* PROVIDED MATERIAL:
PR #2024, opened 2024-04-03
Makes Porccubus able to dash on any tile, adds it to Rcorp

TaculoTaculo:
## About The Pull Request
Lets porccubus target atoms for the dash instead of living targets so that players can move around when possesing it, and adds it to rcorp as a EasyTank (it has full immunity to bullets).
Gives it slightly faster dash speed on combat maps.

## Why It's Good For The Game
More abnos with playables support, more abnos for Rcorp and LCL too.

## Changelog
:cl:
add: porccubus to rcorp
tweak: tweaked porccubus to let it dash on any tile instead of only on human targets
balance: gave porccubus lower dash cooldown on rcorp
/:cl:

### DIFF
--- a/ModularTegustation/tegu_items/rcorp/!abno_overwrites.dm
+++ b/ModularTegustation/tegu_items/rcorp/!abno_overwrites.dm
@@ -49,3 +49,11 @@
 	if(IsCombatMap())
 		return
 	..()
+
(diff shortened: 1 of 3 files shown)


Kitsunemitsu (approved):
Approved. Good PR.

PR #2033, opened 2024-04-04
Voices of the Slab - the cap changening

KingOfJacks:
## About The Pull Request
Changes the cap for Viva voice and Theonite slab from 50 to 100

## Why It's Good For The Game
first off, found the consistency a little silly when compared to the other two stat boosters. and second, given that you'll be taking extra damage against one of the most common damage type and one of the most dangerous damage type in black and pale respectively, even though you'll do works better and be faster/do more damage, especially in late game you can get barred from WaW+ and Aleph abnos either because you cant work them or because their breach would annihilate you.

this is also my first time messing with code and thought this would be simple enough without any actual knowledge (please dont kill me)

## Changelog
:cl:
tweak: changes viva and slab to be consistent with the other stat tools
/:cl:

### DIFF
--- a/code/modules/mob/living/simple_animal/abnormality/_tools/he/theonite_slab.dm
+++ b/code/modules/mob/living/simple_animal/abnormality/_tools/he/theonite_slab.dm
@@ -19,7 +19,7 @@
 		return //You don't need any more.
 
 	flick(icon_state, src)
-	user.adjust_attribute_buff(JUSTICE_ATTRIBUTE, 5)
+	user.adjust_attribute_buff(JUSTICE_ATTRIBUTE, 10)
 	var/datum/status_effect/stacking/slab/S = user.has_status_effect(/datum/status_effect/stacking/slab)
 	if(!(user in users))
 		users += user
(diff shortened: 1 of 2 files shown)


Gboster-0:
tbh, now that we have tougher times scaling on temperance this is more passable than back when the tool was made

i will say, preferably make it give 10 temperance/ justice to make it more in-line with other tools in its total multiplayer and to reduce the spam clicking needed

Coxswain-Navigator:
100 temperance is a lot to give players for free. Even with the scaling we're still going to end up with 100% work rates on a lot of things.

Gboster-0:
> 100 temperance is a lot to give players for free. Even with the scaling we're still going to end up with 100% work rates on a lot of things.

i will add, it is definetelly NOT for free, its 14,2 times the black damage at the moment, since you get 1.15x more black damage per 5 temperance

KingOfJacks:
changed it to give 10 stats over 5. and as an idea, could make it so they give more vulnerability so using them is more punishing for their damage types

CrabbytheCrab:
give them the same scaling as snake oil and skin proph

Coxswain-Navigator:
I still think it is better to give them less stats with a not as harsh penalty. Giving 100 temperance or 100 justice can really break game balance versus giving out 100 hp or sp

PR #2043, opened 2024-04-08
EO is now immune from EGO damage from non-insane agents.

Kitsunemitsu:
## About The Pull Request
EO and sephirah are both now immune to EGO damage from non insane agents.

## Why It's Good For The Game
People think it's funny to kill these two roles that affect their specific round negatively. 
Sephirah for randomizing abnos and EO for making extraction 5 seconds slower.
I'm removing the functionality to kill them at your whim.

## Changelog
:cl:
balance: Sane agents can no longer kill roles that are slightly harmful to their specific round.
/:cl:


Kitsunemitsu:
This was a temporary PR to get people to fuck off during an experimental EO change and is no longer expected.

PR #2044, opened 2024-04-08
Extraction Shipments

Kitsunemitsu:
## About The Pull Request
Extracting as non-EO now gives an audible message as well as takes 15 seconds to pod in.
It prefers to land on a table but if there is no table it will land on the machine itself.

## Why It's Good For The Game
People have started stealing EGO again, even when they're reserved. This should encourage them to ask the EO instead of just gunning past them.
Unlike the last PR, this one is a click and it'll arrive, not a click and sit there for 30 seconds.

Players also complain a LOT about things that can be easily addressed via communication; and I want to encourage more communication.
I feel that we're in a point in our game's life where we can start to do things like this.

The game is ultimately a multiplayer game with a focus on communication.
We need to start punishing people who don't want to communicate.

## Changelog
:cl:
add: Added Extraction shipments.
/:cl:

### DIFF
--- a/code/game/machinery/computer/abnormality_ego.dm
+++ b/code/game/machinery/computer/abnormality_ego.dm
@@ -4,7 +4,7 @@
 	resistance_flags = INDESTRUCTIBLE
 	/// Currently selected(shown) level of abnormalities whose EGO will be on the interface
 	var/selected_level = ZAYIN_LEVEL
-	var/delay = 5 SECONDS
+	var/delay = 15 SECONDS
 
 /obj/machinery/computer/ego_purchase/ui_interact(mob/user)
 	. = ..()
--- a/code/game/machinery/computer/abnormality_ego.dm
+++ b/code/game/machinery/computer/abnormality_ego.dm
@@ -63,7 +63,7 @@
 
 			else
 				addtimer(CALLBACK(src, PROC_REF(ShipOut), E.item_path),delay)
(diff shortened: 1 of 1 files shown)


code/game/machinery/computer/abnormality_ego.dm
```diff
@@ -56,16 +57,39 @@
...
+			if(usr.mind.assigned_role == "Extraction Officer")
+				new E.item_path(get_turf(src))
+				to_chat(usr, span_notice("[E.item_path] has been dispensed!"))
+
+			else
+				addtimer(CALLBACK(src, PROC_REF(ShipOut), E.item_path),delay)
+				audible_message(span_notice("[usr.name] has purchased a [E.item_path]"))
+
 			A.stored_boxes -= E.cost
-			A.current_ego += I
```
Gboster-0, line 61: why was this line removed?

Kitsunemitsu: Ah yes, so basically
This was a temporary feature to only allow X amount of EGO per round.
It was removed because to keep it would increase the shitcode of this PR by a bit, and it was never a feature that existed.

As for if I should remove it there?
I will do it in a future PR as it requires Egor's specific permission, and this PR is an initial step.

Coxswain-Navigator (approved):
This is a feature that really helps the game state, even if it's a bit of a negative for solo players.

PR #2045, opened 2024-04-09
Moves most duplicate alt refinery checks to the parent and some cleanup

Gboster-0:
## About The Pull Request

Moves the following to the alt refineries parent:
- extraction officer check
- PE check (disabled by default)
- Removing PE

Replaces timed refineries 5 lines of code with 2, using for(var/i in 1 to 5) instead of copy-pasting new() 5 times

Makes the machines tell you that you need to input in an item if they need it both on examine and trying to click them with one.
Also causes the refineries to call attack_hand() if you touch them with an item whilst they do not need any items

Also added mapload argument to the refineries initialize, because im quite sure its supposed to be there

## Why It's Good For The Game

Bit less copy-paste

## Changelog
:cl:
qol: PE refineries will now tell you if you need to insert in an item
code: Moved some code around in alt refineries
/:cl:

### DIFF
--- a/ModularTegustation/tegu_items/refinery/alt_refinery/_refiner.dm
+++ b/ModularTegustation/tegu_items/refinery/alt_refinery/_refiner.dm
@@ -47,8 +47,8 @@
 /obj/structure/altrefiner/attackby(obj/item/I, mob/living/user, params)
 	. = ..()
 	if(!requires_item)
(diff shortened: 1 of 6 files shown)


Kitsunemitsu (approved):
Approved. A quick refactor that I should have done but it escaped my notice.

PR #2055, opened 2024-04-15
Silent Girl portrait change

BLUREMOTE:
## About The Pull Request
While I fully get that the current portrait is the one found in the artbook, it is not square, so it get streched out, and honestly, having to manually redraw it on the side doesnt seem worth it. So I swapped it to one of her card art from ruina.


Coxswain-Navigator:
That image is actually ripped from the game's code and not from the artbook. It's the real deal.

Kitsunemitsu:
Closed to above, Please understand.

PR #2058, opened 2024-04-16
Minor Bullet Changes

Kitsunemitsu:
## About The Pull Request
Makes some changes to some bullets to make purchasing not HP bullets a little more desirable.

- Shield bullets now last twice as long
- Slow bullets now last 50% longer
- HP and SP bullets now cost more after the first purchase, as well as heal significantly less.

## Why It's Good For The Game
Managers pretty much always max out Healing bullets immediately, and I don't really think that this is good design.
I want shield bullets to be more desirable as well as HP/SP bullets. 

I gave general buffs to the length of both Shield and slow bullets to make those more desirable

## Changelog
:cl:
balance: rebalanced manager bullets in general
/:cl:

### DIFF
--- a/ModularTegustation/tegu_items/gadgets/manager_bullets.dm
+++ b/ModularTegustation/tegu_items/gadgets/manager_bullets.dm
@@ -33,7 +33,7 @@
 
 /datum/status_effect/interventionshield
 	id = "physical intervention shield"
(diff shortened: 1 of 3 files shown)


Coxswain-Navigator (approved):
Very good changes

PR #143, opened 2021-04-28
[AB#6837] add DB schema name as parameter for table creation

cvriel:
Currently in Airflow an operator is used in serval dags to create the database objects (tables) that are defined in the dataschema definition (JSON schema). It defaults to the DB schema public. 

In some dags the tables are first created in a different schema then public before moved to public. Therefor it could be necessary to create the objects in a different DB schema then public. The DB schema name is added to specify the DB target schema. When not specified it defaults to public.

### DIFF
--- a/tests/test_indexes.py
+++ b/tests/test_indexes.py
@@ -368,3 +368,73 @@ def test_size_of_index_name(engine, db_schema):
                 indexes_name.append(index["name"])
             for index_name in indexes_name:
                 assert len(index_name) <= (MAX_TABLE_NAME_LENGTH - len(TABLE_INDEX_POSTFIX))
+
+
+def test_index_creation_db_schema(engine, db_schema):
+    """Prove that identifier index is created based on DB schema specificiation """
+
+    test_data = {
+        "type": "dataset",
+        "id": "test",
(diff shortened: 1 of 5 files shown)


tests/test_indexes.py
```diff
@@ -368,3 +368,73 @@ def test_size_of_index_name(engine, db_schema):
...
+    for table in data["tables"]:
+        importer = BaseImporter(dataset_schema, engine)
+        # create DB schema
+        engine.execute("CREATE SCHEMA IF NOT EXISTS schema_foo_bar;")
+        # the generate_table and create index
+        importer.generate_db_objects(
+            table["id"], "schema_foo_bar", ind_tables=True, ind_extra_index=True
+        )
+
+        conn = create_engine(engine.url, client_encoding="UTF-8")
```
vdboor, line 427: Kan je hiervoor niet de `engine` fixture gebruiken?

Het hele idee van pytest fixtures is dat je minder setup code per test gaat schrijven. Kan ik je misschien nog een demo in geven.

cvriel: Ah ok check, ik zal er naar kijken!

PR #145, opened 2021-05-10
 Extra test and usage of existing db_table_name as a way to define temporary table name

cvriel:
- Extra test to check temporay table name when using existing db_table_name argument
    - Adjustment index factory to deal with db_table_name (which wasn't tested properly yet)


gkoller (approved):
LGTM

PR #153, opened 2021-05-30
Guido/ab4367 notify source owners failed import

gkoller:
Changed all `schematools.utils` function to also accept a `URL` in addition to a `str` for URLs.

While manually running MyPy on the module I noticed that there was a [typing issue](https://github.com/Amsterdam/schema-tools/pull/146/files/2a1fd8cccd622fb6621485e12da7d7b02bce79b9#r642109753) in it that could lead to an `AttributeError` at runtime. Puzzled as to why the MyPy pre-commit hook hadn't catched that, I noticed that hook had been disabled in commit 32a47f1fdf50618ea23820afee0f1b88d2f41a66. Though it wasn't document in that commit as to why it had been turned off (hint, hint), I happen remember it was done as it generated many errors and warning that were deemed an hindrance. However balancing the hindrance aspect compared to that of less actual errors in code I really prefer the latter. Hence I have re-enabled the MyPy commit hook. 

In addition I have added additional flake8 warnings (our code is not really consistent) and have to modify the `[flake8]` setion in `setup.cfg`. It turns out, after a lot of debugging, that flake8 doesn't like inline comments, though setuptools and pytest are seemingly fine with it.

### DIFF
--- a/.flake8
+++ b/.flake8
@@ -1,0 +1,2 @@
+[flake8]
+format = ${cyan}%(path)s${reset}:${yellow_bold}%(row)d${reset}:${green_bold}%(col)d${reset}: ${red_bold}%(code)s${reset} %(text)s
--- a/.pre-commit-config.yaml
+++ b/.pre-commit-config.yaml
@@ -2,46 +2,57 @@
 # Supported hooks: https://pre-commit.com/hooks.html
 # Running "make format" fixes most issues for you
 repos:
+  - repo: https://github.com/pre-commit/mirrors-isort
+    rev: v5.8.0
+    hooks:
+      - id: isort
+        additional_dependencies: [toml]
   - repo: https://github.com/ambv/black
-    rev: 20.8b1
+    rev: 21.5b1
     hooks:
       - id: black
-        language_version: python3.8
   - repo: https://gitlab.com/pycqa/flake8
-    rev: 3.8.4
+    rev: 3.9.2
     hooks:
       - id: flake8
         exclude: migrations/
         additional_dependencies:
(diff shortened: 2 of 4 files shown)


.pre-commit-config.yaml
```diff
@@ -2,46 +2,57 @@
...
-      - id: detect-private-key
-      - id: end-of-file-fixer
-      - id: trailing-whitespace
+      - id: check-json  # Checks json files for parseable syntax
+      - id: check-merge-conflict  # Check for files that contain merge conflict strings
+      - id: check-toml  # Checks toml files for parseable syntax
+      - id: check-yaml  # Checks yaml files for parseable syntax
+      - id: debug-statements  # Check for debugger imports and py37+ `breakpoint()` calls
+      - id: detect-private-key  # Detects the presence of private keys
+      - id: end-of-file-fixer  # Ensures that a file is either empty, or ends with one newline
```
cvriel, line 41: :+1: to the added explanation

cvriel (approved):

.flake8
```diff
@@ -0,0 +1,2 @@
+[flake8]
+format = ${cyan}%(path)s${reset}:${yellow_bold}%(row)d${reset}:${green_bold}%(col)d${reset}: ${red_bold}%(code)s${reset} %(text)s
```
vdboor, line 2: Kan niet in `pyproject.toml`?

gkoller: No, flake8 does not support `pyproject.toml` and it can't be in `setup.cfg` (see commit message 53f69781da6831b9991b6ceed65c4390be0f51fd)

PR #155, opened 2021-06-09
Add --additional-schemas option to validate cli command

jjmurre:
Dataset with relations now also need the related datasets to be processed.

### DIFF
--- a/src/schematools/cli.py
+++ b/src/schematools/cli.py
@@ -228,7 +228,7 @@ def permissions_revoke(db_url, role):
 def permissions_apply(
     db_url,
     schema_url,
-    profile_url,  # NoQA
+    profile_url,
     schema_filename,
     profile_filename,
     pg_schema,
@@ -325,8 +325,11 @@ def _fetch_json(location: str) -> Dict[str, Any]:
 @schema.command()
 @option_schema_url
 @argument_schema_location
+@click.option("--additional-schemas", "-a", multiple=True)
 @click.argument("meta_schema_url")
-def validate(schema_url: str, schema_location: str, meta_schema_url: str) -> None:
+def validate(
+    schema_url: str, schema_location: str, additional_schemas: List[str], meta_schema_url: str
+) -> None:
     """Validate a JSON file against the amsterdam schema meta schema.
     schema_location can be a url or a filesystem path.
 
@@ -339,6 +342,9 @@ def validate(schema_url: str, schema_location: str, meta_schema_url: str) -> Non
 
     meta_schema = _fetch_json(meta_schema_url)
     dataset = _get_dataset_schema(schema_url, schema_location)
+
+    for schema in additional_schemas:
+        _get_dataset_schema(schema_url, schema)
 
     structural_errors = False
     try:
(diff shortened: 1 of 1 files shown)


src/schematools/cli.py
```diff
@@ -340,6 +343,9 @@ def validate(schema_url: str, schema_location: str, meta_schema_url: str) -> Non
     meta_schema = _fetch_json(meta_schema_url)
     dataset = _get_dataset_schema(schema_url, schema_location)
 
+    for schema in additional_schemas:
+        _get_dataset_schema(schema_url, schema)
```
gkoller, line 347: How does this work? `_get_dataset_schema` retrieves a schema and returns it. But the return value is discarded here. I don't see an assignment as happens in line 344.

src/schematools/cli.py
```diff
@@ -325,8 +325,11 @@ def _fetch_json(location: str) -> Dict[str, Any]:
 @schema.command()
 @option_schema_url
 @argument_schema_location
+@click.option("--additional-schemas", "-a", multiple=True)
```
gkoller, line 328: This parameter ` should either be documented with an extra `help` argument, or `validate`'s docstring should be amended with info about this new functionality/parameter

src/schematools/cli.py
jjmurre: Yes, this needs an explanation in a comment. When a dataset is loaded, it is also placed in a cache (side-effect, I know).
Actually, I want to get rid of manually loading related schemas and automatically preload schemas that are related. But that's for a next PR.

src/schematools/cli.py
jjmurre: Good point, I'll add a help argument.

gkoller (approved):

src/schematools/cli.py
gkoller: Ah, if it works like that then a comment would certainly be helpful. :-)

gkoller: BTW, I've had a brief look at the schema loading code. Can't seem to find where this side-effect is taking place. I would have expected a lock protected class variable that caches loaded instances, but there does not seem to be such a thing.

gkoller: Found it. They are all stored in a `schematools.datasetcollection.DatasetCollection`

Now I'm wondering, and definitely something for another PR:
* whether the metaclass for `DataCollection` should be a `ThreadSingleton` instead of a `Singleton` as it is currently. After all `schema-tools` is a package and used by the likes of `dso-api` and `dataservice-airflow` that both can be run in a threaded context
* whether we should even keep this solution (as you have been wondering yourself)
* should we make lookups dynamically/automatic preloading (instead of pre-caching them as we do here) we should rework the publishing of schema's. The name mangilng that happens currently upon publishing not only confused the hell out of me, but it apparently only done to adhere to some naming scheme common in the Javascript world. The problem with that name mangling is that the file system layout does not match the published object store layout. Making dynamic imports hard to implement when it needs to work in both environments.

src/schematools/cli.py
lbam: Do I understand correctly that the syntax would be

`--additional-schemas=foo --additional-schemas=bar`

? If so, I think the option name should be singular. Using a plural suggests that the argument itself is a list.

PR #157, opened 2021-06-14
AB#7272 temporal fields for nm relations

jjmurre:
This PR removes the initial implementation of event (to be used in a Kafka consumer).
GOB created a Kafka event producer, that was producing partial updates to events.
This led to a complex implementation for the consuming code and is not in line with Kafka best practices.

The second event producer is producing full events, and the associated Kafka consumer has been implemented,
so the initial implementation of the consumer could be ditched. 
Some extra complexity, automatic addition of temporal fields for relations, 
that was needed for the partial events, could also be ditched.

Temporal fields that are part of a relation are now also added and imported correctly. 
These fields are e.g. `beginGeldigheid` and `eindGeldigheid` 
and those fields are associated with a so called dimension (in this case the dimension `geldigOp`).

These dimension fields (that are part of a relation) have to be handled differently, they do not need to be prefixed with
the name of the relation field.


gkoller (approved):
I don't understand all the logic (haven't dealt with this part of the code yet), but the changes look good to me.

PR #158, opened 2021-06-14
Yrob/ab4388 temporaliteit naar tabel niveau

Yrob:
Nu temporaliteit in amsterdam-schema naar tabel niveau is verplaatst (https://github.com/Amsterdam/amsterdam-schema/pull/229). Moet dat ook hier gebeuren.

### DIFF
--- a/pyproject.toml
+++ b/pyproject.toml
@@ -29,7 +29,7 @@ exclude = '''
 github_url = "https://github.com/Amsterdam/schema-tools"
 
 [tool.tbump.version]
-current = "0.21.3"
+current = "0.21.4"
 regex = '''
   (?P<major>\d+)
   \.
--- a/src/schematools/types.py
+++ b/src/schematools/types.py
@@ -490,14 +490,9 @@ class DatasetTableSchema(SchemaType):
         return self._parent_schema.use_dimension_fields
 
     @property
-    def temporal(
-        self, field_modifier: Optional[Callable] = None
-    ) -> Optional[Dict[str, Union[str, Dict[str, List[str]]]]]:
+    def temporal(self) -> Optional[Dict[str, Union[str, Dict[str, List[str]]]]]:
         """Return the temporal info"""
         from schematools.utils import to_snake_case
-
-        if field_modifier is None:
-            field_modifier = to_snake_case
 
         temporal_configuration = self["schema"].get("temporal", None)
         if temporal_configuration is None:
@@ -505,8 +500,8 @@ class DatasetTableSchema(SchemaType):
 
         for key, [start_field, end_field] in temporal_configuration.get("dimensions", {}).items():
             temporal_configuration["dimensions"][key] = [
-                field_modifier(start_field),
-                field_modifier(end_field),
+                to_snake_case(start_field),
+                to_snake_case(end_field),
             ]
 
         return temporal_configuration
--- a/src/schematools/types.py
+++ b/src/schematools/types.py
@@ -3,7 +3,8 @@ from __future__ import annotations
 
 import json
 from collections import UserDict
-from typing import Any, Callable, Dict, Iterator, List, NoReturn, Optional, Set, TypeVar, Union
+from dataclasses import dataclass, field
+from typing import Any, Dict, Iterator, List, NoReturn, Optional, Set, Tuple, TypeVar
 
 import jsonschema
 from methodtools import lru_cache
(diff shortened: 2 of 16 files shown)


src/schematools/types.py
```diff
@@ -527,14 +498,31 @@ def use_dimension_fields(self) -> bool:
         return self._parent_schema.use_dimension_fields
 
     @property
-    def temporal(self) -> Optional[Dict[str, Union[str, Dict[str, List[str]]]]]:
-        """Return the temporal info from the dataset schema """
-        return self._parent_schema.fetch_temporal(field_modifier=lambda x: x)
+    def temporal(
+        self, field_modifier: Optional[Callable] = None
```
gkoller, line 502: It would help if the `Callable` was more specific. What does the `Callable` accept as arguments and what does it return?

src/schematools/types.py
```diff
@@ -527,14 +498,31 @@ def use_dimension_fields(self) -> bool:
...
+    ) -> Optional[Dict[str, Union[str, Dict[str, List[str]]]]]:
+        """Return the temporal info"""
```
gkoller, line 504: You might want to document what `field_modifier` parameter is used for/actually does.

src/schematools/types.py
```diff
@@ -527,14 +498,31 @@ def use_dimension_fields(self) -> bool:
         return self._parent_schema.use_dimension_fields
 
     @property
-    def temporal(self) -> Optional[Dict[str, Union[str, Dict[str, List[str]]]]]:
-        """Return the temporal info from the dataset schema """
-        return self._parent_schema.fetch_temporal(field_modifier=lambda x: x)
+    def temporal(
+        self, field_modifier: Optional[Callable] = None
+    ) -> Optional[Dict[str, Union[str, Dict[str, List[str]]]]]:
```
gkoller, line 503: This was a pre-existing return type. I might have even introduced it. It was probably the best i could do at the time, not understanding any of the temporal logic. I still don't. But it looks horrendous and doesn't not help much in conveying what is actually returned here.

You seem to have a better understanding of the temporal logic, and are touching another dependent project (DSO-API). This is a good time to introduce a better data structure here instead of this amorphous dict.

What I am saying is that this seems a perfect moment to introduce a `dataclass` representing the temporal data in schema's. You should:
* define that `dataclass`, 
* provide proper docstrings, 
* and use it here to return it.

That should put us on the path to a better structured and typed Amsterdam Schema representating in Python.

@jjmurre What do you think?

jjmurre: +1 for a dataclass. The datastructure that needs to be represented is:
    
    temporal: {
      identifier: "volgnummer",
      dimensions: {
        geldigOp: [
          "beginGeldigheid",
          "eindGeldigheid"
       ]
    }
   }

So it would be quite straighforward to make this a dataclass.

jjmurre: Or actually two dataclasses I think, one separate dataclass for the inner `dimensions`.

pyproject.toml
```diff
@@ -29,7 +29,7 @@ exclude = '''
 github_url = "https://github.com/Amsterdam/schema-tools"
 
 [tool.tbump.version]
-current = "0.21.3"
+current = "0.21.4"
```
vdboor, line 32: tbump zou ik niet in jouw branch doen. Liever pas bij het uitbrengen van een nieuwe release (na review en merge).
in DSO-API kan je met `pip install -e ../schema-tools` ook testen of alles werkt.

src/schematools/types.py
vdboor: hoe kan een property ook nog een parameter ontvangen?

src/schematools/types.py
vdboor: Definitely add a `TemporalSchema` class here, in line with the other classes (hence I wouldn't use a dataclass but schema dict like the rest). This also simplifies the DSO-API code. Instead of `.temporal.get('identifier', None)` you can just use `.temporal.identifier` as that's the actual field provided by this class.

src/schematools/types.py
vdboor: Nitpick: never call something "info" or "information", because it's meaningless. Everything in the computer memory is data or information. Better describe something like `"""Provides the configuration of the temporal table"""` or `"""Defines whether the table is temporal, and which fields are used to identify historical records."""`.

src/schematools/types.py
```diff
@@ -527,14 +498,31 @@ def use_dimension_fields(self) -> bool:
...
+        """Return the temporal info"""
+        from schematools.utils import to_snake_case
+
+        if field_modifier is None:
+            field_modifier = to_snake_case
```
vdboor, line 508: this is always true, because properties don't receive parameters.

src/schematools/types.py
```diff
@@ -910,7 +898,7 @@ def from_file(cls, filename: str):
 
     @classmethod
     def from_dict(cls, obj: Dict[str, Any]):
-        """ Parses given dict and validates the given schema """
+        """Parses given dict and validates the given schema"""
```
vdboor, line 901: When you rebase this branch on master (force push with lease is fine inside your own branch!), you'll find I've fixed all these black formatting errors.

src/schematools/types.py
jjmurre: Hier liep ik ook net tegenaan toen ik het lokaal testte. Vreemd eigenlijk dat python dit toestaat.

pyproject.toml
gkoller: Version bump met `tbump` doe ik altijd na de review, maar vóór de _rebase and merge_ naar `master`

src/schematools/types.py
gkoller: Damn, I missed this was defined as a property. Yes, a property can't have a (usable) parameter.

Yrob: Well I know someone else who didn't notice. :-) Still weird Python allows it. Can anyone think of a good reason for this? I removed the argument now. It doesnt seem to be needed anymore.

gkoller: Maybe someone had the following use case in mind:

```python
dataset: DatasetSchema = ...
...
temporal_meuk = DatasetSchema.fetch_temporal.fget(dataset, field_modifier=...)
```

jjmurre: That's exactly the usecase. The `field_modifier` was added to be backwards compatible. But, in hindsight, it would be better to remove it, it only complicates things and makes the code less readable.
The original implementation was doing an implicit `to_snake_case` on the result. Actually, it would be better to return the unaltered temporal info and leave it to the caller to do casing operations if needed.

src/schematools/types.py
Yrob: Would a dict of tuples be better for the dimensions? Or can a dimension have a different shape?

jjmurre: I would say temporality is always defined with a `start` and and `end`. So a 2-item list or a 2-item tuple. I agree with Diederik that, to keep things consistent, use a schemadict subclass.

Yrob: Bedoel je deze: `SchemaType(UserDict)`? Maar temporality is geen schema. En heeft dus geen id en type properties.

jjmurre (approved):
LGTM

* ABOUT THIS EXERCISE:
Within the records above, determine the number of lines that hold the word "times" and return only that value.

* REPLY:
3